Depressed and angry husband, never ending

9 replies

RedClock · 22/09/2018 22:29

We’ve been married for 15 years and have two teenagers both with ASD. The last few years have been especially difficult with them and have left us both exhausted. DH has long term depression and has tried a lot of different types of medication and CBT but nothing has ever really worked. He’s currently on a high dose of drug which has removed his sex drive entirely but hasn’t made him any less miserable. I sometimes feel that he gets satisfaction out of nothing having helped his depression (I know this sounds incredibly unfair but I think he’s convinced nothing will help no matter what it is.).

He won’t socialise with me as he can’t drink and doesn’t see the point in going out, I don’t drink either but have a social life that I enjoy and friends I see. He doesn’t mind any of this.

I know it’s blindingly obvious I should leave but the kids are so intense and over analyse everything. They rely on both of us and their routine being the same, one of them also has had horrendous mental health issues which are ongoing. Us separating would make their lives so much more difficult but I don’t know what to do. I feel like a black cloud appears when DH comes into a room. If anyone else is in a similar situation how do you cope? Our house isn’t big enough for us to have separate rooms.

OP posts:
AjasLipstick · 23/09/2018 00:24

This sounds untenable OP. You just can't carry on like this. I understand however that your main concern is the children.

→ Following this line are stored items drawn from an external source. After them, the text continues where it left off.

PR #437, opened 2018-07-06
feat(cassandra): instrumentation

### LINKED ISSUE #303: Cassandra instrumentation

Qard:
This adds instrumentation for the cassandra-driver module. It currently lacks support for the `client.batch(...)` method, and I have some more work to do on supporting older versions of the module.

Fixes elastic/apm-agent-nodejs#303 

### Checklist

- [x] Implement code
- [x] Add tests
- [x] Update documentation


lib/instrumentation/index.js
```diff
@@ -12,7 +12,31 @@ var request = require('../request')
 var Transaction = require('./transaction')
 var shimmer = require('./shimmer')
 
-var MODULES = ['http', 'https', 'http2', 'generic-pool', 'mongodb-core', 'pg', 'mysql', 'mysql2', 'express', 'express-queue', 'hapi', 'redis', 'ioredis', 'bluebird', 'knex', 'koa-router', 'ws', 'graphql', 'express-graphql', 'elasticsearch', 'handlebars', 'mimic-response']
+var MODULES = [
```
watson: 👍👍👍👍👍👍👍👍👍

.travis.yml
```diff
@@ -72,7 +73,7 @@ jobs:
     - stage: dependencies
       node_js: '10'
       if: type IN (cron, pull_request) AND NOT branch =~ ^greenkeeper/.*
-      env: TAV=generic-pool,mysql,mysql2,redis,koa-router,handlebars,mongodb-core
+      env: TAV=generic-pool,mysql,mysql2,redis,koa-router,handlebars,mongodb-core,cassandra-driver
```
watson: We should probably add this to the `ioredis,pg` build as that's currently the one that takes the shortest. This one seems to on average take the longest.

lib/instrumentation/modules/cassandra-driver.js
```diff
@@ -0,0 +1,50 @@
...
+ * TODO: Support batch queries
+ */
+
+var semver = require('semver')
+var sqlSummary = require('sql-summary')
+
+var shimmer = require('../shimmer')
+
+module.exports = function (cassandra, agent, version, enabled) {
+  if (!enabled) return cassandra
```
watson: Does cassandra have a callback queue we need to patch even if disabled?

lib/instrumentation/modules/cassandra-driver.js
```diff
@@ -0,0 +1,50 @@
...
+
+  function wrapInnerExecute (original) {
+    return function wrappedInnerExecute (...args) {
+      var span = agent.buildSpan()
+      var id = span && span.transaction.id
+
+      if (span) {
+        var query = args[0]
+        span.type = 'db.cassandra.query'
+        span.setDbContext({ statement: query, type: 'sql' })
```
watson: I've never used Cassandra, so excuse my ignorance here... The query language looks like SQL, but they seem to call it CQL. But is it just an alias?

lib/instrumentation/modules/cassandra-driver.js
```diff
@@ -0,0 +1,50 @@
...
+    return cassandra
+  }
+
+  agent.logger.debug('shimming cassandra.Client.prototype._innerExecute')
+  shimmer.wrap(cassandra.Client.prototype, '_innerExecute', wrapInnerExecute)
+
+  return cassandra
+
+  function wrapInnerExecute (original) {
+    return function wrappedInnerExecute (...args) {
```
watson: The spread operator isn't isn't supported in Node 4 without a flag.

We can drop support for v4, but should bump major if we do. If not too much of a hassle I'd like to wait bumping major until v2 of the intake API. What do you think?

lib/instrumentation/modules/cassandra-driver.js
watson: I just checked with the Python agent and they call it `sql` as well, but I think that might be wrong. I just checked what done in OpenTracing. I found one semi official Cassandra instrumentation and they use type `cassandra`:

https://github.com/opentracing-contrib/java-cassandra-driver/blob/a3d068c8601146dfdaf46557422a55379505d9fb/src/main/java/io/opentracing/contrib/cassandra/TracingSession.java#L319

lib/instrumentation/modules/cassandra-driver.js
Qard: Yeah, I don't need to use the spread operator. I just keep forgetting it didn't exist yet in 4.x. 😅

lib/instrumentation/modules/cassandra-driver.js
Qard: Nope. There's no pooling or callback queue in the driver.

.travis.yml
Qard: Will do. 👍

lib/instrumentation/modules/cassandra-driver.js
Qard: I changed it to `cassandra`.

lib/instrumentation/modules/cassandra-driver.js
Qard: fixed.

.travis.yml
Qard: fixed.

Qard:
Seems a ps1 script is needed to install cassandra on appveyor. I'm not too familiar with how that stuff works. Jenkins also seems to be missing cassandra...or it's somewhere else? 🤔

watson:
@Qard I've updated the PR to install Cassandra on both AppVeyor and Jenkins

lib/instrumentation/modules/cassandra-driver.js
```diff
@@ -0,0 +1,82 @@
+'use strict'
+
+/**
+ * TODO: Support batch queries
```
watson: Do you want to release without support for batch queries?

.tav.yml
```diff
@@ -128,3 +128,8 @@ hapi-async-await:
   node: '>=8.2'
   versions: '^17.0.0'
   commands: node test/instrumentation/modules/hapi.js
+
+cassandra-driver:
+  versions: '>3.1.0 <4'
```
watson: From the tav tests it looks like 3.1.x isn't supported.

You can run `./node_modules/.bin/tav cassandra-driver ^3.1.0 --compat -- node test/instrumentation/modules/cassandra/cassandra.js` locally to get an overview of what's supported.

lib/instrumentation/modules/cassandra-driver.js
```diff
@@ -0,0 +1,82 @@
...
+ */
+
+const semver = require('semver')
+const sqlSummary = require('sql-summary')
+
+const shimmer = require('../shimmer')
+
+module.exports = function (cassandra, agent, version, enabled) {
+  if (!enabled) return cassandra
+  if (!semver.satisfies(version, '^3.0.0')) {
```
watson: This semver range doesn't match the one listed in `compatibility.asciidoc`

lib/instrumentation/modules/cassandra-driver.js
watson: Looking further down it seems like support for batch queries have been added. Maybe just old comment?

lib/instrumentation/modules/cassandra-driver.js
```diff
@@ -0,0 +1,82 @@
...
+    agent.logger.debug('cassandra version %s not supported - aborting...', version)
+    return cassandra
+  }
+
+  if (cassandra.Client) {
+    agent.logger.debug('shimming cassandra.Client.prototype._innerExecute')
+    shimmer.wrap(cassandra.Client.prototype, '_innerExecute', wrapInnerExecute)
+    shimmer.wrap(cassandra.Client.prototype, '_batchCb', wrapBatch)
+  }
```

I think that in your shoes, I would check out of the marriage. Move into another bedroom and just think of yourself as emotionally separate.

SandyY2K · 23/09/2018 00:33

I agree with the above. Live together under one roof... but not as a couple and find happiness elsewhere.

Have a coparent relationship with him. You only get one life. Don't live in misery.

Whilst I sympathise...I wouldn't let my spouse's MH drag me down and ruin my life.

RedClock · 23/09/2018 19:44

I try not to let it ruin my life, I am generally an optimistic person and have plenty of friends and interests. I just wish there was a magic pill that made him feel the same. But he’s tried nearly all of them and I don’t think anything will change at this stage. The mental health problems one of our children has had over the last few years have been incredibly hard and that has made DH more unhappy too. I think that is improving a little now so maybe there’s hope.

OP posts:
Prokupatuscrakedatus · 23/09/2018 20:14

Forgive me asking, but being from an ASD family myself (4th generation):

As your children are both diagnosed with ASD, I assume that the check-up of your family background and histroy has resulted in an all clear for your DH?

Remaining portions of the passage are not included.